What it means:
Someone who isn’t you gets into your account and can act as you. They might read your messages, change settings, or try to steal money.
How it usually happens:
Phishing: you’re tricked into typing your password on a fake page.
Malware: a virus or stealer grabs your login.
Weak or reused passwords: one leak opens many doors.
Unprotected devices: unlocked phone or shared computer.
Security bugs: rare, but websites can be vulnerable.
Common warning signs:
Login alerts you don’t recognize.
Password or recovery info changed.
Messages sent that you didn’t write.
New charges, orders, or sessions.
MFA prompts popping up when you didn’t sign in.
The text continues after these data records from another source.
PR #3250, opened 2022-06-02
Fix ImageAndTextViewer not calling onReady or onError

mcbouslog:
## Package
- lib-classifier

## Describe your changes
- pass onError and onReady from SubjectViewer to ImageAndTextViewer to either SingleImageViewer or SingeTextViewer

## How to Review
  - fix - https://local.zooniverse.org:8080/?project=1952&workflow=3594&demo=true
  - bug - https://frontend.preview.zooniverse.org/projects/markb-panoptes/digileap-testing/classify/workflow/3594?env=staging
- What user actions should my reviewer step through to review this PR? try to edit text in textFromSubject task (text input)
- Which storybook stories should be reviewed? I think N/A, bug in task related to code missing in viewer, separate stories
- Are there plans for follow up PR’s to further fix this bug or develop this feature? yes! the viewers are inconsistently getting some subject viewer store props passed from the SubjectViewer component and from the individual viewer connectors. I'm going to create an issue to refactor for consistency. 

# Checklist

## General

## General UX

## Bug Fix
- [x] The bug is fixed

### DIFF
--- a/packages/lib-classifier/src/components/Classifier/components/SubjectViewer/components/ImageAndTextViewer/ImageAndTextViewer.spec.js
+++ b/packages/lib-classifier/src/components/Classifier/components/SubjectViewer/components/ImageAndTextViewer/ImageAndTextViewer.spec.js
@@ -2,6 +2,7 @@ import { expect } from 'chai'
 import { Grommet } from 'grommet'
 import { Provider } from 'mobx-react'
 import React from 'react'
+import sinon from 'sinon'
 import { render, screen } from '@testing-library/react'
 import userEvent from '@testing-library/user-event'
 import asyncStates from '@zooniverse/async-states'
@@ -172,6 +173,22 @@ describe('ImageAndTextViewer', function () {
       expect(screen.getByRole('button', { name: 'SlideTutorial.StepNavigation.previous' })).to.exist()
       expect(screen.getAllByRole('radio', { name: 'SlideTutorial.StepNavigation.go' })).to.have.lengthOf(2)
       expect(screen.getByRole('button', { name: 'SlideTutorial.StepNavigation.next' })).to.exist()
+    })
+
+    it('should call the onReady prop', function () {
+      const onReadySpy = sinon.spy()
+
+      render(
+        <ImageAndTextViewerConnector
+          loadingState={asyncStates.success}
+          onReady={onReadySpy}
+          subject={store.subjects.active}
+        />, {
+          wrapper: withStore(store)
+        }
+      )
+
+      expect(onReadySpy).to.have.been.calledOnce()
     })
 
     describe('when the frame is changed', function () {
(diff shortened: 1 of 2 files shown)


packages/lib-classifier/src/components/Classifier/components/SubjectViewer/components/ImageAndTextViewer/ImageAndTextViewer.spec.js
```diff
@@ -174,6 +175,22 @@ describe('ImageAndTextViewer', function () {
       expect(screen.getByRole('button', { name: 'SlideTutorial.StepNavigation.next' })).to.exist()
     })
 
+    it('should call the onReady prop', function () {
```
mcbouslog, line 178: I tried to add a similar test for an image location first, but I couldn't figure out with [the `useSubjectImage` hook and other related loading code](https://github.com/zooniverse/front-end-monorepo/blob/master/packages/lib-classifier/src/components/Classifier/components/SubjectViewer/components/SingleImageViewer/SingleImageViewerContainer.js#L40-L53).

eatyourgreens: If your mock image URL returns 404, then `onError` will probably fire rather than `onReady`. 

I’m not sure if JSDOM supports image load events.

goplayoutside3 (approved):
Looks good to me, bug is fixed!

packages/lib-classifier/src/components/Classifier/components/SubjectViewer/components/ImageAndTextViewer/ImageAndTextViewer.spec.js
mcbouslog: I tried variations on the mock subject image location, including a nonsense url, url that would error, and url that I thought would succeed, and none worked as I expected with `onReady` or `onError` to be called or not called. I think I'm missing something fundamental, maybe there's a completely different way to structure the tests to accomplish desired result, or maybe as you state JSDOM doesn't support image load events. I'll revisit (we'll have to when refactoring SingleImageViewer with RTL?), but will merge this for now to fix the bug.

eatyourgreens: This is for an older version of the events library, but [explicitly firing a load event](https://stackoverflow.com/questions/60481331/testing-img-onload-img-onerror-using-jest-and-react-testing-library) on the image might work: `fireEvent.load(image)`. The syntax probably needs to be updated for version 14 of the user events library.

eatyourgreens: I'd also guess that the image in the tests doesn't have any layout, since we aren't rendering it in a browser, so no `clientHeight`, `clientWidth` etc.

What attackers do with access:
Reset other passwords using your email.
Send phishing to your contacts.
Make purchases or withdraw money.
Steal saved data (files, photos, backup codes).
Enroll new devices or turn off security.
What to do right now if you suspect it:
Change the password immediately (from a clean device).
Turn on 2-step verification (MFA) if it’s off.
Review recent logins and sign out of other sessions.
Check recovery email/phone; remove anything unfamiliar.
Look for unauthorized actions (messages, payments) and report them.
Run a malware scan and update your device.
If email was hit, change passwords for other accounts that use that email.
How to prevent it:
Use a strong, unique password for every account (a password manager helps).
Keep MFA on and store backup codes safely.
Don’t click unknown links; check the site address before you sign in.
Update your system, browser, and apps.
Avoid public/shared devices for sensitive logins.
Watch for breach notices and change passwords quickly.